Ekweremadu on Monday made the call in Lagos while speaking at Nigerian Bar Association, Ikeja Branch Law Week 2021 with the theme ‘The Nigeria of Our Dreams’.
Ekweremadu who is presently the chairman of the Senate Committee on Electoral Reforms and Constitutional Amendment said that he had long advocated for a single presidential term of five or six years.
“This will help us circumvent the distractions, manipulations, divisiveness, and excesses that come with quest for a second term of executive offices.
“It will as well ensure that power rotates more frequently among the various sections and groups.
“If people are sure that it will get to them, the struggle for it by various sections will be less desperate.
“Besides, it is better if every President or Governor understands that he or she has only a single term to begin and complete all his or her good works,” he said.
Ekweremadu said that this model had worked for some Latin American democracies in the 1970s when they faced a similar challenge of excessive contestation for power.
He said that some Latin American countries adopted the model for a fixed period of time and had since reverted to two presidential terms after their democracies stabilised.
“Some others such as Mexico still operates a single term of six years,”
Ekweremadu noted that a region’s access or lack of access to political power affected public attitude and sense of belonging in governance and democracy.
He said that there was nothing to prove that sections of Nigeria that produced presidents or military Heads of State were better off than those that had not.
“Save the patronage enjoyed by a privileged few, rotational presidency is nevertheless imperative in our African environment where ethnoreligious and sectional sentiments are still high.
“So, in the higher and long-term national interest, it is time to revisit and entrench the idea of rotational presidency.
“This idea was first muted in Nigeria by the late military Head of State, General Sani Abacha, in his 1995 Independence Anniversary speech,”
Speaking, a Senior Advocate of Nigeria, Mr Joe-Kyari Gadzama, called for the devolution of some centralised powers between the Federal, State and Local Governments.
“It also stands against the effective exploration of the resources in Nigeria for development purposes.
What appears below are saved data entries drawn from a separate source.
PR #21, opened 2024-10-04
Save Preprocessing Pipeline for Inference

### LINKED ISSUE #20: Save Preprocessing Pipeline for Inference
We currently only provide loading a custom preprocessing pipeline during inference with `-p`, however if the model is trained with e.g. spectrograms, the user has to provide this explicitly.

Therefore, the preprocessing pipeline should be saved alongside the training run so it can be loaded as the default preprocessing for inference.

ramppdev:
Closes #20 and additionally exports a `preprocess_file_handler.yaml` and `preprocess_pipeline.yaml` to be used during inference based on the `features_subdir` of the dataset.
If no preprocessing pipeline is used, `preprocess_file_handler.yaml` is the same as `file_handler.yaml`.

During inference `-p` / `preprocess-cfg` is now set to `default`, automatically loading the preprocessing pipeline used during training. If spectrograms were used for training, the user can still pass audio during inference and it is automatically transformed to spectrograms.
However, this can still be deactivated by setting the preprocessing config to `None` to disable preprocessing or to any local / global preprocessing pipeline. This essentially covers the old implementation.

I currently just "re-export" the preprocessing pipeline as an audobject during training, so that inference does not rely on Hydra (we dont have a Hydra instance during inference). This could also be done during preprocessing, and during training just copy `preprocess_file_handler.yaml` and `preprocess_pipeline.yaml` from the respective `features_subdir` if it exists, otherwise export the default YAML files.
However, i thought that the current version had less hidden control flow.

Some time in the future we should think about improving the performance of the trainer init, as it gets more and more tasks now. Saving more audobjects definitely adds a couple seconds, but is maybe parallelizable.

### DIFF
--- a/autrainer/core/scripts/inference_script.py
+++ b/autrainer/core/scripts/inference_script.py
@@ -130,12 +130,14 @@ class InferenceScript(AbstractScript):
             type=str,
             metavar="P",
             required=False,
-            default=None,
+            default="default",
             help=(
                 "Preprocessing configuration to apply to input. Can be a path "
                 "to a YAML file or the name of the preprocessing configuration "
                 "in the local or autrainer 'conf/preprocessing' directory. "
-                "If None, no preprocessing will be applied. Defaults to None."
+                "If 'default', the default preprocessing configuration used "
+                "during training will be applied. If 'None', no preprocessing "
+                "will be applied. Defaults to 'default'."
             ),
         )
         self.parser.add_argument(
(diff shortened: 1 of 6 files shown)


ATriantafyllopoulos (approved):
Thank you! Yes, the `__init__` has gotten quite bloated already, but I think it's fine in those early stages, we can refactor for code clarity later.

“I believe that the need to devolve some of the powers vested at the centre will also serve the interest of government in providing Nigerians with the opportunity to succeed.
He said that to achieve this, some items must be moved from the exclusive legislative list to the concurrent list.
Gadzama noted that a list of items to be undertaken solely by the local government should be introduced by the constitution to be called the ‘residual list.’
The SAN said the general legislative limitation for local government which was contained in Section 4(7)(a) of the 1999 constitution should be deleted.